### What to produce
What follows is a set of records, each of which is to be written out exactly.

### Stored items
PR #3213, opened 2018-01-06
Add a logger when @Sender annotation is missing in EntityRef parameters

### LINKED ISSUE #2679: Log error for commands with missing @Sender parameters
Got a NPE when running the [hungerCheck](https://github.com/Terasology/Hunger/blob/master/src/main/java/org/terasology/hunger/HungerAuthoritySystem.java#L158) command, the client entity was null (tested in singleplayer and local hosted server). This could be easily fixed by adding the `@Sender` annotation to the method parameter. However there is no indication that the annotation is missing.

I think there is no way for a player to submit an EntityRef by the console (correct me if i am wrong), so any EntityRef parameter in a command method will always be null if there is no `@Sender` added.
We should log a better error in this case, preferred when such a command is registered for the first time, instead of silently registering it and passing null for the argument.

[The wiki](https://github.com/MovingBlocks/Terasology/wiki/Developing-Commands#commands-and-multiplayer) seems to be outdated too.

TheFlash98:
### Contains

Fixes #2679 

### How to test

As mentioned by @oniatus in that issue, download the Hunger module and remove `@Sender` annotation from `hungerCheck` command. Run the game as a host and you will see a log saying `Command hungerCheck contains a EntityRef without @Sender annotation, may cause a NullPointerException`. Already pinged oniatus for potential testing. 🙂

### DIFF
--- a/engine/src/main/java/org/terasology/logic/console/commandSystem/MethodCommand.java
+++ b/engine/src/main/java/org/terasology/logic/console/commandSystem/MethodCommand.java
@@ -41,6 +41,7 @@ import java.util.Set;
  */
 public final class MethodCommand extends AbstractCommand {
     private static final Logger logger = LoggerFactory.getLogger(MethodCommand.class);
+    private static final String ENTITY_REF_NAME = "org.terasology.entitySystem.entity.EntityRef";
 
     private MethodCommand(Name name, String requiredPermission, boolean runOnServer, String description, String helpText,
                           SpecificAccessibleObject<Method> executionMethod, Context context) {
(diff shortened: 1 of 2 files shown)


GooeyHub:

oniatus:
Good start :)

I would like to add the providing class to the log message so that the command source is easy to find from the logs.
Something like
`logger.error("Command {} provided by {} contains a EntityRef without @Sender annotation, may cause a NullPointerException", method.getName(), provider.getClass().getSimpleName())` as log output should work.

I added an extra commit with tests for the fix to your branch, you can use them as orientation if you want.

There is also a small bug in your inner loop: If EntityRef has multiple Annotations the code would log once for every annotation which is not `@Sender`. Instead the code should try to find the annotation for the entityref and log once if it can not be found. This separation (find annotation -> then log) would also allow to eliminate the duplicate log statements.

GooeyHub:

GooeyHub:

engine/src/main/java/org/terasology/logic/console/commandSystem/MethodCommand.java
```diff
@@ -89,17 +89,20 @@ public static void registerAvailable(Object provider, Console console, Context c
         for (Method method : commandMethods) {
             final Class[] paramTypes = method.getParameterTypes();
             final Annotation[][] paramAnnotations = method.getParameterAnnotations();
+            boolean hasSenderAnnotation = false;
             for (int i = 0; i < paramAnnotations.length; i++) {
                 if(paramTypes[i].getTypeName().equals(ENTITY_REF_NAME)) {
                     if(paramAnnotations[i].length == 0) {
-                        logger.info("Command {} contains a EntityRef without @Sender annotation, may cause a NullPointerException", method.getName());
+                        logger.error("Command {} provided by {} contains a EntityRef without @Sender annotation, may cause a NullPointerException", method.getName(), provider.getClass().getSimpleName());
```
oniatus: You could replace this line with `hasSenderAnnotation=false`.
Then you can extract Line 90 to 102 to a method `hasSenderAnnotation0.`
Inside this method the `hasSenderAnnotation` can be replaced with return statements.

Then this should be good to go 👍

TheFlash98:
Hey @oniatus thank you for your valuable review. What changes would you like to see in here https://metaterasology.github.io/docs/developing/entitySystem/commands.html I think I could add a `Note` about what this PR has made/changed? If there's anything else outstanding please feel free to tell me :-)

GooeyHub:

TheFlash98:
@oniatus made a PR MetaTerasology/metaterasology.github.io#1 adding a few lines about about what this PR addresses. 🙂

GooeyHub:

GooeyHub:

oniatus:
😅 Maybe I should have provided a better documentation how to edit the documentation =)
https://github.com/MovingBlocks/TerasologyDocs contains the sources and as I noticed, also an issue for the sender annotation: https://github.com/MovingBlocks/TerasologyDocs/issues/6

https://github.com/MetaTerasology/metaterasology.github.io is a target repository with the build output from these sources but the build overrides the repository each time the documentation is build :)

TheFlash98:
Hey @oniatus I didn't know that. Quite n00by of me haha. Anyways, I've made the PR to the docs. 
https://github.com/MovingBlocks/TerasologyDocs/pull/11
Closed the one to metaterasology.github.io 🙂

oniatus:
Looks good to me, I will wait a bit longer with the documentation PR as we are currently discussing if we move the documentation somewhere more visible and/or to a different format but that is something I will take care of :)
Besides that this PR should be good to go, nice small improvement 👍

### Task response
PR #3213, opened 2018-01-06
Add a logger when @Sender annotation is missing in EntityRef parameters

### LINKED ISSUE #2679: Log error for commands with missing @Sender parameters
Got a NPE when running the [hungerCheck](https://github.com/Terasology/Hunger/blob/master/src/main/java/org/terasology/hunger/HungerAuthoritySystem.java#L158) command, the client entity was null (tested in singleplayer and local hosted server). This could be easily fixed by adding the `@Sender` annotation to the method parameter. However there is no indication that the annotation is missing.

I think there is no way for a player to submit an EntityRef by the console (correct me if i am wrong), so any EntityRef parameter in a command method will always be null if there is no `@Sender` added.
We should log a better error in this case, preferred when such a command is registered for the first time, instead of silently registering it and passing null for the argument.

[The wiki](https://github.com/MovingBlocks/Terasology/wiki/Developing-Commands#commands-and-multiplayer) seems to be outdated too.

TheFlash98:
### Contains

Fixes #2679 

### How to test

As mentioned by @oniatus in that issue, download the Hunger module and remove `@Sender` annotation from `hungerCheck` command. Run the game as a host and you will see a log saying `Command hungerCheck contains a EntityRef without @Sender annotation, may cause a NullPointerException`. Already pinged oniatus for potential testing. 🙂

### DIFF
--- a/engine/src/main/java/org/terasology/logic/console/commandSystem/MethodCommand.java
+++ b/engine/src/main/java/org/terasology/logic/console/commandSystem/MethodCommand.java
@@ -41,6 +41,7 @@ import java.util.Set;
  */
 public final class MethodCommand extends AbstractCommand {
     private static final Logger logger = LoggerFactory.getLogger(MethodCommand.class);
+    private static final String ENTITY_REF_NAME = "org.terasology.entitySystem.entity.EntityRef";
 
     private MethodCommand(Name name, String requiredPermission, boolean runOnServer, String description, String helpText,
                           SpecificAccessibleObject<Method> executionMethod, Context context) {
(diff shortened: 1 of 2 files shown)


GooeyHub:

oniatus:
Good start :)

I would like to add the providing class to the log message so that the command source is easy to find from the logs.
Something like
`logger.error("Command {} provided by {} contains a EntityRef without @Sender annotation, may cause a NullPointerException", method.getName(), provider.getClass().getSimpleName())` as log output should work.

I added an extra commit with tests for the fix to your branch, you can use them as orientation if you want.

There is also a small bug in your inner loop: If EntityRef has multiple Annotations the code would log once for every annotation which is not `@Sender`. Instead the code should try to find the annotation for the entityref and log once if it can not be found. This separation (find annotation -> then log) would also allow to eliminate the duplicate log statements.

GooeyHub:

GooeyHub:

engine/src/main/java/org/terasology/logic/console/commandSystem/MethodCommand.java
```diff
@@ -89,17 +89,20 @@ public static void registerAvailable(Object provider, Console console, Context c
         for (Method method : commandMethods) {
             final Class[] paramTypes = method.getParameterTypes();
             final Annotation[][] paramAnnotations = method.getParameterAnnotations();
+            boolean hasSenderAnnotation = false;
             for (int i = 0; i < paramAnnotations.length; i++) {
                 if(paramTypes[i].getTypeName().equals(ENTITY_REF_NAME)) {
                     if(paramAnnotations[i].length == 0) {
-                        logger.info("Command {} contains a EntityRef without @Sender annotation, may cause a NullPointerException", method.getName());
+                        logger.error("Command {} provided by {} contains a EntityRef without @Sender annotation, may cause a NullPointerException", method.getName(), provider.getClass().getSimpleName());
```
oniatus: You could replace this line with `hasSenderAnnotation=false`.
Then you can extract Line 90 to 102 to a method `hasSenderAnnotation0.`
Inside this method the `hasSenderAnnotation` can be replaced with return statements.

Then this should be good to go 👍

TheFlash98:
Hey @oniatus thank you for your valuable review. What changes would you like to see in here https://metaterasology.github.io/docs/developing/entitySystem/commands.html I think I could add a `Note` about what this PR has made/changed? If there's anything else outstanding please feel free to tell me :-)

GooeyHub:

TheFlash98:
@oniatus made a PR MetaTerasology/metaterasology.github.io#1 adding a few lines about about what this PR addresses. 🙂

GooeyHub:

GooeyHub:

oniatus:
😅 Maybe I should have provided a better documentation how to edit the documentation =)
https://github.com/MovingBlocks/TerasologyDocs contains the sources and as I noticed, also an issue for the sender annotation: https://github.com/MovingBlocks/TerasologyDocs/issues/6

https://github.com/MetaTerasology/metaterasology.github.io is a target repository with the build output from these sources but the build overrides the repository each time the documentation is build :)

TheFlash98:
Hey @oniatus I didn't know that. Quite n00by of me haha. Anyways, I've made the PR to the docs. 
https://github.com/MovingBlocks/TerasologyDocs/pull/11
Closed the one to metaterasology.github.io 🙂

oniatus:
Looks good to me, I will wait a bit longer with the documentation PR as we are currently discussing if we move the documentation somewhere more visible and/or to a different format but that is something I will take care of :)
Besides that this PR should be good to go, nice small improvement 👍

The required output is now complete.